31•03•2020


Ich blicke aus dem Fenster,
sehe den Himmel,
Der in dem schönsten hellblau strahlt.
Bäume wanken im Wind und
Wiegen sich in Monotonie.
Die Tage ziehen sich wie Sirup in die
Länge. Am Ende des Tages weiß ich
Nicht mehr, was ich gemacht habe,
Wie oft ich die Treppen im Haus
Hoch und runter gelaufen bin,
Wie oft ich draußen war,
Immer wieder den gleichen Weg laufe
Und trotzdem bin ich doch zufrieden,
Auch wenn mein Leben auf weniger als
1 km stattfindet. In diesem Gebiet bewege
Ich mich hin und her und strahle ins 
Sonnenlicht, dass mich blendet.
Der einzige Ausbruch in die große
Weite Welt gelingt mir
Durch deine Nachrichten, 
Dir mir zeigen, dass es da draußen 
Noch viel mehr gibt als 
Wir uns momentan vorstellen können.
Schon krass, wie schnell sich manches
Verschiebt. Wie schnell all 
das ändert.
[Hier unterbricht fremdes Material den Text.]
PR #5047, opened 2025-10-01
Refactor the broken link checker

### LINKED ISSUE #5045: Fix broken link checker for changed lines in PR
I mistakenly merged a fix for the broken link checker (https://github.com/spinalcordtoolbox/spinalcordtoolbox/pull/5044/commits/d8d67e4b37e0af8c32a5232d0c2d0451b6b42db3) in #5044:

> This is a tricky corner case: `grep -v` exits with status 1 when two conditions are met:
> 1. at least one matching line was excluded; and
> 2. every line was excluded.

On this other PR (https://github.com/spinalcordtoolbox/spinalcordtoolbox/pull/5040), I'm now seeing this failure:

```
 grep: spinalcordtoolbox/scripts/sct_dmri_moco.py
spinalcordtoolbox/scripts/sct_fmri_moco.py
spinalcordtoolbox/utils/shell.py
testing/cli/test_cli_sct_dmri_moco.py
testing/cli/test_cli_sct_fmri_moco.py: No such file or directory
```

Testing locally, this error comes from the following command:

```console
> echo $git_diff_files
spinalcordtoolbox/scripts/sct_dmri_moco.py spinalcordtoolbox/scripts/sct_fmri_moco.py spinalcordtoolbox/utils/shell.py testing/cli/test_cli_sct_dmri_moco.py testing/cli/test_cli_sct_fmri_moco.py
> git_diff_urls=$(grep -HEio '\b(https?)://[-a-z0-9+&@#/%?=~_|$!:,.;]*[a-z0-9+&@#/%=~_|$]' "$git_diff_files" || (($? == 1)) )
grep: spinalcordtoolbox/scripts/sct_dmri_moco.py
spinalcordtoolbox/scripts/sct_fmri_moco.py
spinalcordtoolbox/utils/shell.py
testing/cli/test_cli_sct_dmri_moco.py
testing/cli/test_cli_sct_fmri_moco.py: No such file or directory
```

I think the issue is that `$git_diff_files` is a space-delimited string, rather than an array, so [`grep` doesn't parse it properly](https://stackoverflow.com/questions/62856618/grep-multiple-files-whose-file-names-are-stored-in-a-variable). (Potential fixes: https://stackoverflow.com/questions/9293887/how-to-read-a-space-delimited-string-into-an-array-in-bash)

I think this issue has actually been present for a while now, but masked by the old `echo ""` command, and @mguaypaq's fix revealed it. Perhaps we haven't been checking URLs on PRs for some time now.

And, the reason it wasn't revealed on #5044 is because that PR had only 1 changed file, and hence the space-delimiting was not present.

mguaypaq:
Here's a rewrite of the broken link checker, as a standalone bash script, so that:
- we don't have to repeat mostly the same logic twice; and
- it's checkable by shellcheck.

The new `check-broken-links.sh` script accepts a list of files to check as its arguments, which can come from either:
- a `find` command for the daily run which checks everything; or
- a `git diff` command for the files touched by any given pull request.

In either case, the exclude list which used to be in `check_url_blacklist.txt` is now included inline in the `check-broken-links.sh` script. It could be restored as a file by using `grep --exclude-from` instead of `grep --exclude`, but I think that would make a future reader less likely to check the documentation of `grep --exclude` to see how the exclusions are interpreted (it's somewhat subtle).

I took the liberty of changing `check-url.sh` so that it takes two real arguments, rather than having to split around a semicolon.

Fixes #5045.

### DIFF
--- a/.github/workflows/check-broken-links.sh
+++ b/.github/workflows/check-broken-links.sh
@@ -1,0 +1,32 @@
+#!/usr/bin/env bash
+set -eu -o pipefail
+
+# Find and check each URL in the files provided as arguments to the script.
+# The (($# == 0)) test is to prevent grep from using standard input if no files were given.
+# The grep -H option is to output the filename even if a single file was given.
+# The grep -Zz options are to make the filename and matching URL terminated by null bytes,
+# which is the safest way to delimit arbitrary text.
+# The (($? == 1)) test is to prevent the script from exiting if no URLs were found.
+# Setting IFS= (the empty string) prevents `read` from trimming whitespace.
+# The </dev/null redirection is to prevent check-url.sh from stealing the output of grep.
+{ (($# == 0)) || grep -EioHZz \
+  --exclude 'sct.def' \
+  --exclude 'CHANGES.md' \
+  --exclude 'requirements.txt' \
+  --exclude 'requirements-freeze.txt' \
+  '\b(https?)://[-a-z0-9+&@#/%?=~_|$!:,.;]*[a-z0-9+&@#/%=~_|$]' \
+  -- "$@" || (($? == 1)) ; } |
+  while IFS= read -rd '' filename && IFS= read -rd '' url; do
+    .github/workflows/check-url.sh "$filename" "$url" </dev/null
+  done
+
+# Summarize the results
+touch valid_urls.txt redirected_urls.txt invalid_urls.txt
+NUM_OK=$(wc -l valid_urls.txt | cut -d " " -f 1)
+NUM_REDIRECT=$(wc -l redirected_urls.txt | cut -d " " -f 1)
+NUM_BAD=$(wc -l invalid_urls.txt | cut -d " " -f 1)
+cat invalid_urls.txt
+echo -en "========== \033[0;32m$NUM_OK passed\033[0;0m, \033[0;33m$NUM_REDIRECT redirected\033[0;0m, \033[0;31m$NUM_BAD failed\033[0;0m ==========\n"
+
+# Exit with failure if there are any bad URLs
+((NUM_BAD == 0))
--- a/.github/workflows/check-code-quality.yml
+++ b/.github/workflows/check-code-quality.yml
@@ -24,7 +24,7 @@ jobs:
         set -eu -o pipefail
         git diff --name-only --diff-filter=d \
           --merge-base refs/remotes/origin/master -- \
-          | (grep '\.py$' || (($? == 1)) ) \
+          | { grep '\.py$' || (($? == 1)) ; } \
           | xargs --delimiter='\n' --no-run-if-empty flake8
 
     - name: Check shell scripts with shellcheck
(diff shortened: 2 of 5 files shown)


.github/workflows/check-url.sh
```diff
@@ -1,11 +1,11 @@
 #!/usr/bin/env bash
 
-if [ $# -ne 1 ]; then
+if [ $# -ne 2 ]; then
     exit 1;
 fi
 
-filename=$(cut -d ";" -f 1 <<< "$1")
-URL=$(cut -d ";" -f 2 <<< "$1")
```
joshuacwnewton, line 8: Thanks for this! I recall the `:`->`;` logic being a bit of a pain, so this seems much more sensible. <3

.github/workflows/check-broken-links.sh
```diff
@@ -0,0 +1,32 @@
...
+
+# Find and check each URL in the files provided as arguments to the script.
+# The (($# == 0)) test is to prevent grep from using standard input if no files were given.
+# The grep -H option is to output the filename even if a single file was given.
+# The grep -Zz options are to make the filename and matching URL terminated by null bytes,
+# which is the safest way to delimit arbitrary text.
+# The (($? == 1)) test is to prevent the script from exiting if no URLs were found.
+# Setting IFS= (the empty string) prevents `read` from trimming whitespace.
+# The </dev/null redirection is to prevent check-url.sh from stealing the output of grep.
+{ (($# == 0)) || grep -EioHZz \
```
joshuacwnewton, line 14: For the sake of logging, is there any way we can echo what gets passed to this `check-broken-links.sh` script? (Like, do the `(($# == 0))` test separately, and if the input args aren't empty, then assign the input to a bash array, echo the length of the array + the contents, and _then_ iterate over it? And, if the input args _are_ empty, maybe we could emit a "No files to check" message?)

It would be nice to have a way to confirm which files are actually being tested (i.e. which files were fetched from `git diff`/`find`)? It might be helpful for debugging in case no URLs are found, or if URLs are found in some files but not others. In fact, right now on this PR, it's not possible to see if the workflow is passing because it didn't find URLs, if it's passing because there were no valid files to check, or if it's passing because it's actually silently faulty. 😝 

It might also be a little more self documenting since we would have a space to outline what the expected input args are for the script.

.github/workflows/check-code-quality.yml
```diff
@@ -24,7 +24,7 @@ jobs:
         set -eu -o pipefail
         git diff --name-only --diff-filter=d \
           --merge-base refs/remotes/origin/master -- \
-          | (grep '\.py$' || (($? == 1)) ) \
+          | { grep '\.py$' || (($? == 1)) ; } \
```
joshuacwnewton, line 27: Presumably this change came about because you were creating a similar pipe in the same file, noticed the use of a subshell, and changed it to a command group to avoid the unnecessary subshell?

.github/workflows/check-broken-links.sh
```diff
@@ -0,0 +1,32 @@
...
+  --exclude 'sct.def' \
+  --exclude 'CHANGES.md' \
+  --exclude 'requirements.txt' \
+  --exclude 'requirements-freeze.txt' \
+  '\b(https?)://[-a-z0-9+&@#/%?=~_|$!:,.;]*[a-z0-9+&@#/%=~_|$]' \
+  -- "$@" || (($? == 1)) ; } |
+  while IFS= read -rd '' filename && IFS= read -rd '' url; do
+    .github/workflows/check-url.sh "$filename" "$url" </dev/null
+  done
```
joshuacwnewton, line 23: This is really curious! I didn't realize you could pipe directly into a `while` loop? 🤔

.github/workflows/check-broken-links.sh
```diff
@@ -0,0 +1,32 @@
...
+# The </dev/null redirection is to prevent check-url.sh from stealing the output of grep.
+{ (($# == 0)) || grep -EioHZz \
+  --exclude 'sct.def' \
+  --exclude 'CHANGES.md' \
+  --exclude 'requirements.txt' \
+  --exclude 'requirements-freeze.txt' \
+  '\b(https?)://[-a-z0-9+&@#/%?=~_|$!:,.;]*[a-z0-9+&@#/%=~_|$]' \
+  -- "$@" || (($? == 1)) ; } |
+  while IFS= read -rd '' filename && IFS= read -rd '' url; do
+    .github/workflows/check-url.sh "$filename" "$url" </dev/null
```
joshuacwnewton, line 22: Do we want to do any error handling for `check-url.sh` here? Like, if `curl` fails for some unexpected reason? I guess in such a case we would re-run the workflow anyway, so it's better to just fail early.

.github/workflows/check-broken-links.sh
joshuacwnewton: Actually, for the sake of logging, would it be possible to not directly read the filename/URL pairs from the pipe, and instead do the same sort of no-urls-checking + logging as the file check earlier? (e.g. output "No URLs found" if the output of grep is empty?)

.github/workflows/check-code-quality.yml
mguaypaq: Exactly! By using the same idiom in both places, we don't have to worry about whether there was an intentional difference.

.github/workflows/check-broken-links.sh
mguaypaq: Good idea. I'll add more logging here.

.github/workflows/check-broken-links.sh
mguaypaq: Re: piping to a while loop, the previous code already had a redirection into a while loop (with `while ... done <<< $(...)`), just of a different flavour. Redirections in bash are really mind-bending!

Re: logging in-between `grep` and `check-url.sh`, this would be a little tricky (because of handling the null bytes) but possible. However, each call to `check-url.sh` ends up reflected in the existing summary at the end already, no?

.github/workflows/check-broken-links.sh
mguaypaq: I think that's the responsibility of the `check-url.sh` script itself (which already does some number of retries, etc.), and out of scope for this refactoring. I'm also not sure what we would do differently in case of unexpected errors anyway.

.github/workflows/check-broken-links.sh
mguaypaq: Done in https://github.com/spinalcordtoolbox/spinalcordtoolbox/pull/5047/commits/d34e75f7acce347d51b9cebdf8aea171f869c0a6.

.github/workflows/check-broken-links.sh
joshuacwnewton: Good call! Yeah, I think it's totally fine then. :)

.github/workflows/check-broken-links.sh
joshuacwnewton: Aha!

image

> ```
> '\.(txt|md|py|rst)$'
> ```

Checks out! This PR only modifies .sh and .yml files (though it deletes a `.txt` file).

Das zwischen uns.
Wie Schenkel all das
Zur scheinbaren Normalität,
Zum Alltag wird, wie schnell wir uns
An all das gewöhnen. 
An die Distanz. 
An den Abstand.
Das einzige was ich wirklich
Vermisse, ist ab und zu
Von dir in die Arme genommen zu werden
Und zu hören, dass wir ab jetzt 
all das gemeinsam schaffen können
Und du an mich glaubst.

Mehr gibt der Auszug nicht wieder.